MATERIAL FOR THE TASK: Begin
PR #266, opened 2022-06-15
Added bank transaction bucket as env

kachar:
Added bank transaction bucket as env `S3_BUCKET_BANK_TRANSACTION`

The default value is `banktransactions-files` for dev/prod usage as we upload at different S3 endpoints (`https://cdn-dev.podkrepi.bg` vs `https://cdn.podkrepi.bg`)

### DIFF
--- a/.env
+++ b/.env
@@ -33,6 +33,7 @@ DATABASE_URL=postgres://postgres:postgrespass@localhost:5432/postgres?schema=api
 S3_ENDPOINT=https://cdn-dev.podkrepi.bg
 S3_ACCESS_KEY=
 S3_SECRET_ACCESS_KEY=
+S3_BUCKET_BANK_TRANSACTION=banktransactions-files
 
 ## Keycloak ##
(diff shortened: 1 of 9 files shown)


.env
```diff
@@ -33,6 +33,7 @@ DATABASE_URL=postgres://postgres:postgrespass@localhost:5432/postgres?schema=api
 S3_ENDPOINT=https://cdn-dev.podkrepi.bg
 S3_ACCESS_KEY=
 S3_SECRET_ACCESS_KEY=
+S3_BUCKET_BANK_TRANSACTION=banktransactions-files
```
igoychev, line 36: IMHO the bucket names shouldn't be specified with the environment variables, because they are the same concept like the tables of a database, which we don't put in .env file.

On the other hand, the S3 access is ok to be in the .env in the same way the Database server access is.

kachar: Alright, closing the PR then

PR #269, opened 2022-06-16
Feature/filter donations

stann1:
The default sort order of donations was also changed a bit, because it did not make sense from business perspective.

### DIFF
--- a/apps/api/src/donations/donations.service.ts
+++ b/apps/api/src/donations/donations.service.ts
@@ -76,13 +76,14 @@ export class DonationsService {
     ]
   }
 
+  /**
+   * Lists all donations
+   * @param campaignId (Optional) Filter by campaign id
+   */
   async listDonations(campaignId?: string): Promise<Donation[]> {
     if (campaignId) {
       return await this.prisma.donation.findMany({
         where: { targetVault: {campaign: {id: campaignId}} },
-        include: {
-          targetVault: true,
-        },
         orderBy: [{ createdAt: 'desc' }],
       })
     } else {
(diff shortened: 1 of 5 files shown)


apps/api/src/donations/donations.service.ts
```diff
@@ -76,10 +76,21 @@ export class DonationsService {
...
+    if (campaignId) {
+      return await this.prisma.donation.findMany({
+        where: { targetVault: {campaign: {id: campaignId}} },
+        orderBy: [{ createdAt: 'desc' }],
+      })
+    } else {
+      return await this.prisma.donation.findMany({
+        orderBy: [{ createdAt: 'desc' }],
+      })
+    }
```
igoychev, line 93: Just tested: Here there is no need of the if condition, the where clause will return all if the id is undefined.
so leave only this code:
```
return await this.prisma.donation.findMany({
        where: { targetVault: {campaign: {id: campaignId}} },
        orderBy: [{ createdAt: 'desc' }],
      })
```

docker-compose.yml
```diff
@@ -49,7 +49,7 @@ services:
       - pg-db-data:/bitnami/postgresql
 
     ports:
-      - 5432:5432
+      - '${DB_PORT?}:5432'
```
igoychev, line 52: good one too!

igoychev (changes requested):
great improvements!
thanks for adding the .vscode config and showing the APIQuery style. Professional function description too!

apps/api/src/donations/donations.service.ts
stann1: not exactly - if the value is an empty string then there will be an exception. While the routing middleware correctly converts empty string to undefined, this business logic can be reused from anywhere in the code, where such conversion will not be available

kachar: I think we're good to continue as is with the `campaignId` param

PR #1805, opened 2016-05-11
HEALTH-394 Sample sticker layout. 2 new sticker layouts, 2 stickers per row

xispa:
Added two sticker layouts:
- "Code 93 2x38mm": two 38x18mm stickers per row. Sample ID, Client Sample ID
- "Code 93 2dx38mm": same as above, but with duplicated sticker per row

barcodes4

barcodes5


rockfruit:
merged: failing tests are unrelated, and fixed in another PR.

PR #1823, opened 2016-08-15
Feature/LIMS-2270 Metler Toledo DL55

ramonski:
## Instrument Interface: Metler Toledo DL55

https://jira.bikalabs.com/browse/LIMS-2270

Initial implementation of the instrument including a robot test.
Mappings and value handling needs to be verified, so no merging yet.


lemoene:
**Note misleading issue title**
This is not the LabX' file format, that costs an additional $6000 as per standard Instrument middle ware rip-off, but a file made up by the analyst...

Will be updating the issue with a truer file now

rockfruit:
I've assigned this PR and the issue to myself.

PR #1829, opened 2016-09-01
Setup-data importer: allow analysisservice title or keyword, interchangeably

rockfruit:
This is quite a common issue when creating setupdata sheets - now, get_object allows the AnalysisService title to be a keyword or a title.

### DIFF
--- a/bika/lims/exportimport/setupdata/__init__.py
+++ b/bika/lims/exportimport/setupdata/__init__.py
@@ -267,6 +267,10 @@ class WorksheetImporter:
             logger.info("More than one object found for %s" % contentFilter)
             return None
         elif len(brains) == 0:
+            if portal_type == 'AnalysisService':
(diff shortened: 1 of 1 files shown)


xispa:
@rockfruit code seems ok to me, but..... tests failing? (and not the 'action_id' kind-of-error).

rockfruit:
@xispa the failures we're seeing in travis are unrelated to this - and I have a local branch in which these failures (and other testing issues) are fixed! (I'll submit a good fixed-tests PR soon).  They are related to the history-aware reference field's getter being fired when objects are still in an early state, still being created.  This means that the accessor can't use 'instance', and for the case of tests I have changed this to use zope.component.hooks.getSite() temporarily.  I will probably replace this with a simple boolean check though, since I don't like using getSite in a getter that's used so often.

PR #1831, opened 2016-09-04
LIMS-2325 Allow SampleTypes to be linked with Client Sample Points

rockfruit:


xispa:
In ITS: "LIMS-2325 Editing and saving a Sample Type causes it to lose its Sample Points"

PR #1832, opened 2016-09-05
LIMS-2323 Stickers print using PDF

rockfruit:
(cherry picked from commit 68512870e17de90f40b13359e512553c65dfad2f)
(cherry picked from commit b272d0e14215f0ff0d6b0657df1432ed9c9179d6)

if autoprint=1, then the PDF will be generated immediately - the preview window allows JS to create barcodes, but does not give user time to select another template.  I think that's okay for most uses.

### DIFF
--- a/bika/lims/browser/analysisrequest/workflow.py
+++ b/bika/lims/browser/analysisrequest/workflow.py
@@ -248,7 +248,7 @@ class AnalysisRequestWorkflowAction(WorkflowAction):
         if trans and 'receive' in self.context.bika_setup.getAutoPrintStickers():
             transitioned = [item.id for item in items]
             tmpl = self.context.bika_setup.getAutoStickerTemplate()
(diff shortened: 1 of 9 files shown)


rockfruit:
@xispa I'm not sure about the autoprint feature here.   the autoprint=1 key causes the PDF to be rendered immediately and sent to the browser, but it is then not actually printed.  Additionally, the user must then use the back button to return, and this does not re-load the page they came from.

SO, this probably needs some more work before merging - I'm flagging as not ready.

xispa:
Thanks. Need to check when the autoprint feature is used and review the code. Maybe showing a browser window dettached (popup) containing the generated pdf only would be a better approach, so the user won't need to press the "go back" button. Assigned to me.

ramonski:

ramonski:

PR #1837, opened 2016-09-12
An error in initializeInstrumentsAndMethods:

rockfruit:
The selector '#lab_analyses #item_data, #analyses_form #item_data' does not appear in AR manage_results tabs, and it's absence causes an error that stops JS processing in AR view/edit/manage_results forms.

@xispa I think the 'fix' I applied here may cause issues where this code is expected to work in AR context?

Please verify it!  Thanks.

### DIFF
--- a/bika/lims/browser/js/bika.lims.worksheet.js
+++ b/bika/lims/browser/js/bika.lims.worksheet.js
@@ -367,7 +367,10 @@ function WorksheetManageResultsView() {
         // we'll need them to retrieve all the IMM constraints/rules to be
         // applied later.
         var dictuids = $.parseJSON($('#lab_analyses #item_data, #analyses_form #item_data').val());
-        $.each(dictuids, function(key, value) { auids.push(key); });
+        // in AR manage_results, the above selector doesn't find #item_data.
+        if (dictuids){
+            $.each(dictuids, function(key, value) { auids.push(key); });
+        }
 
         // Retrieve all the rules/constraints to be applied for each analysis
         // by using an ajax call. The json dictionary returned is assigned to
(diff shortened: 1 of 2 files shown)


xispa:
Mmm... only used to retrieve the analysis UIDs listed in the analyses table. Thought this hidden field was always filled in the template, cause is always declared in the pt:

- analysisrequest_analyses: https://github.com/bikalabs/bika.lims/blob/5e78bc9df2df9d2197221b8755ecf328e269d17d/bika/lims/browser/analysisrequest/templates/analysisrequest_analyses.pt#L92
- bika_listing_table (used by the worksheet's default view I guess): https://github.com/bikalabs/bika.lims/blob/5e78bc9df2df9d2197221b8755ecf328e269d17d/bika/lims/browser/templates/bika_listing_table.pt
- analyses_transposed: https://github.com/bikalabs/bika.lims/blob/5e78bc9df2df9d2197221b8755ecf328e269d17d/bika/lims/browser/worksheet/templates/analyses_transposed.pt

Thanks, I'll figure out what is going on.

rockfruit:
#item_data is defined in these cases, but the selector fails because the outer div is not one of #lab_analyses or #analyses_form.

Would be be acceptable to reduce the selector to simply say $('#item_data')?

xispa:
As far as "item_data" is a so generic name that would be used in different scenarios, I'd thought it was better to be more explicit.

In any case, yes, it will work (I've done a quick search form "item_data" in the repos and seems that is only used for analyses tables). Please confirm!

rockfruit:
using just '#item_data' appears to fix the problem nicely,

I'm almost certain that #item_data is used only by bika (there were no instances of the string 'item_data' found in my local Plone instance)

xispa:
Thanks!
btw, "item_data" is meant to be a more easier way to get analyses info from js, to prevent the bizarre way of getting information browsing through the tr/tds and allowing us to minimize the size (kb.) of html by removing unnecessary attributes from the pt.

rockfruit:
OK that's that then, please accept at your leisure.

Thanks!

PR #1844, opened 2016-09-14
LIMS-2391: Use source analysis's sample ID in duplicate analysis IDs

rockfruit:
@xispa any reason we used the samplepartition ID originally?


xispa:
Have no idea... I think using SampleID instead is better. Maybe I'm wrong, but I have the premonition that this change will require mode modifs in the code than only those in the commit d8283c8 . Did all tests passed in your dev environment?

rockfruit:
passed tests and working in the lab.

rockfruit:
I also did a search for 'D' in all code and I can't find any place where there be a problem.

xispa:
> passed tests and working in the lab.

Awesome. Nothing more to say rather accept the PR ;)

bika/lims/content/worksheet.py
```diff
@@ -329,17 +328,16 @@ def addDuplicateAnalyses(self, src_slot, dest_slot):
...
             # the same Reference Sample and same Worksheet)
-            # https://github.com/bikalabs/Bika-LIMS/issues/931
             if not refgid and not analysis.portal_type == 'ReferenceAnalysis':
-                part = analysis.getSamplePartition().id
+                prefix = analysis.aq_parent.getSample().id
                 dups = [an.getReferenceAnalysesGroupID()
                         for an in self.getAnalyses()
                         if an.portal_type == 'DuplicateAnalysis'
-                            and an.getSamplePartition().id == part]
+                            and an.getSamplePartition().id == prefix]
```
xispa: umm... wait, don't understand how this line can work unless ```getSamplePartition()``` returns the Sample, which in any case would be wrong.

xispa: In fact, if you try to add more than one duplicate for the same analysis, I expect that both duplicates will have the sample ReferenceAnalysesGroupID, which shouldn't be

rockfruit: Hum, you are right.  How did I miss it?

PR #1850, opened 2016-09-21
LIMS-2346 Add the time to sampled dates

rockfruit:
SamplingDate and DateSampled now use a jquery datetimepicker.

### DIFF
--- a/bika/lims/browser/sample/view.py
+++ b/bika/lims/browser/sample/view.py
@@ -106,13 +106,13 @@ class SamplesView(BikaListingView):
                       'toggle': False},
             'SamplingDate': {'title': _('Sampling Date'),
                                 'index': 'getSamplingDate',
-                                'input_class': 'datepicker autosave',
+                                'input_class': 'datetimepicker autosave',
                                 'input_width': '10',
                                 'toggle': True},
             'DateSampled': {'title': _('Date Sampled'),
                                'index':'getDateSampled',
                                'toggle': SamplingWorkflowEnabled,
-                               'input_class': 'datepicker_nofuture autosave',
+                               'input_class': 'datetimepicker_nofuture autosave',
                                'input_width': '10'},
             'getSampler': {'title': _('Sampler'),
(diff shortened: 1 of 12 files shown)


bika/lims/browser/sample/view.py
```diff
@@ -106,13 +106,13 @@ def __init__(self, context, request):
...
                                 'index': 'getSamplingDate',
-                                'input_class': 'datepicker autosave',
+                                'input_class': 'datetimepicker_nofuture autosave',
                                 'input_width': '10',
                                 'toggle': True},
             'DateSampled': {'title': _('Date Sampled'),
                                'index':'getDateSampled',
                                'toggle': SamplingWorkflowEnabled,
-                               'input_class': 'datepicker_nofuture autosave',
+                               'input_class': 'datetimepicker_nofuture autosave',
```
xispa: I see "Date Sampled" didn't allow past/present dates before, so is more a question rather than an error to be addressed before accepting the pull request:

Is strictly necessary to not allow a date from the past in "DateSampled" field?. Also, I'd say that the analyst might be able to enter a previous date than SamplingDate.... specially if we include time. Could happen the sampler rearranged his/her agenda on-trip and decided to go for the sample 2h before. Could happen the client creates the Analysis Request once the Sample has already been sampled. 
@lemoene ?

Also note that the field DateSampled in AR hasn't this nofuture restriction: https://github.com/bikalabs/bika.lims/pull/1850/files#diff-c66d564cb5daa751e20534777e638781L44

rockfruit: It's allowing past/present dates (anything up to the current minute), but it is not allowing future time to be used as "DateSampled".  This prevents a condition where the sample is flagged as "DateSampled" of tomorrow, meanwhile it has been received in the lab today.

I cannot imagine why anyone would want to use the "DateSampled" field for a future date - that is why we have the SamplingDate field.

xispa: I see, my interpretation was wrong... Working at night is not healthy. Thanks!

PR #1851, opened 2016-09-21
LIMS-2404: Batch AR list only allows sampling if Sampler and Date Sampled are entered

rockfruit:


bika/lims/browser/bika_listing.py
```diff
@@ -166,6 +166,9 @@ def __call__(self):
         action, came_from = self._get_form_workflow_action()
 
         if action:
+            # bika_listing sometimes gives us a list of items?
+            if type(action) == list:
+                action = action[0]
```
xispa: I suggest to move https://github.com/bikalabs/bika.lims/blob/master/bika/lims/browser/bika_listing.py#L84
to line 95 (from bika_listing) instead. Otherwise, we are forced to do this check everywhere.

rockfruit: Thanks.

PR #1860, opened 2016-10-02
ScheduleSamplingEnabled and DefaultCountry are not imported from setupdata

xispa:
Added 'ScheduleSampling' and 'DefaultCountry' in setupdata import and test.xlsx


xispa:
BTW, to keep track of the changes done in the xlsx, maybe we could save a JSON file that represents the xlsx in the repos and later, let plone/bika.lims convert back that JSON to xlsx.
Set the option "Output Format" to JSON and drop the test.xlsx file here: http://oss.sheetjs.com/js-xlsx/ ....  you get a beautiful JSON ready to make git happy. The same tool can be used to generate the xlsx back, but probably there are other tools written in python out there that can do the same too.

PR #1870, opened 2016-11-23
Selecting one analysis for verification from AR results view, verifies all

xispa:


bika/lims/browser/analysisrequest/workflow.py
```diff
@@ -463,7 +463,10 @@ def workflow_action_publish(self):
     def workflow_action_verify(self):
         # default bika_listing.py/WorkflowAction, but then go to view screen.
         self.destination_url = self.context.absolute_url()
-        return self.workflow_action_default(action='verify', came_from='edit')
+        action, came_from = WorkflowAction._get_form_workflow_action(self)
+        if type(came_from) in (list, tuple):
```
rockfruit: This happens when multiple parameters have the same name in the request; plone creates a list instead of allowing them to override each other.  I just haven't been able to see how the extra parameter is inserted...

PR #1873, opened 2016-12-01
LIMS-2455: (Lab)Contact/User Linkage Behavior

ramonski:
## Description

System Users can be assigned to a `Contact` or `LabContact`. The `login_form` allows now to *link* or *unlink* an existing User via a small search form or create a new user, which will be automatically linked to the (Lab)Contact.
If the `Contact` or `LabContact` is deactivated and has a linked User, the User cannot log into the system anymore and unlinking the user from the (Lab)Contact is disabled.

See: https://jira.bikalabs.com/browse/LIMS-2455

### DIFF
--- a/AUTHORS.txt
+++ b/AUTHORS.txt
@@ -30,3 +30,4 @@ Jonas Daniel <jonas@ogaard.no>
 Luke Williams <luke@iquidus.co.nz>
 Manav Batra <manavbatra@outlook.com>
 Aman Arora <aman2arora2@gmail.com>
+Ramon Bartl <rb@ridingbytes.com>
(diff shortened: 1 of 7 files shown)


rockfruit:
looking really good, been a long time since someone loved this form.

ramonski:
## Login behavior

The current code denies a login when a contact is deactivated via the `logged_in.cpy` (https://github.com/bikalabs/bika.lims/pull/1873/files#diff-c24c6c27208772e5a53bc607c2ba1721) but it should be improved. E.g. it displays details the username in the upper right corner and instrument calibrations/certificates before the user is logged out.

A better approach would probably involve the coding of a PAS plugin, which uses the `UID` of the linked contact, which is stored as a user property on linking, to gather the active/inactive state of the `LabContact`/`Contact`:
https://github.com/bikalabs/bika.lims/pull/1873/files#diff-8c830fee632bcf8e764447ed52a2f7b1R237

PR #5538, opened 2026-02-16
Update oldest supported Kotlin version to 2.3.0 in GradlePluginTest

eymar:
Because we bump Kotlin version in CMP core and in components.

## Testing
N/A

## Release Notes
N/A

### DIFF
--- a/gradle-plugins/compose/src/test/kotlin/org/jetbrains/compose/test/tests/integration/GradlePluginTest.kt
+++ b/gradle-plugins/compose/src/test/kotlin/org/jetbrains/compose/test/tests/integration/GradlePluginTest.kt
@@ -86,7 +86,7 @@ class GradlePluginTest : GradlePluginTestBase() {
             }
         }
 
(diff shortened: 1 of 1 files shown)


gradle-plugins/compose/src/test/kotlin/org/jetbrains/compose/test/tests/integration/GradlePluginTest.kt
```diff
@@ -87,7 +87,7 @@ class GradlePluginTest : GradlePluginTestBase() {
         }
 
     // Note: we can't test non-jvm targets with Kotlin older than 2.2.0, because of klib abi version bump in 2.2.0
```
MatkovIvan: This comment needs to be updated

eymar: right :)

eymar: fixed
MATERIAL FOR THE TASK: End
_YOUR OBJECTIVE:_
Those lines of the records that contain the string "targetVault" should be identified and copied.

_EXPECTED ANSWER:_
         where: { targetVault: {campaign: {id: campaignId}} },
-          targetVault: true,
+        where: { targetVault: {campaign: {id: campaignId}} },
        where: { targetVault: {campaign: {id: campaignId}} },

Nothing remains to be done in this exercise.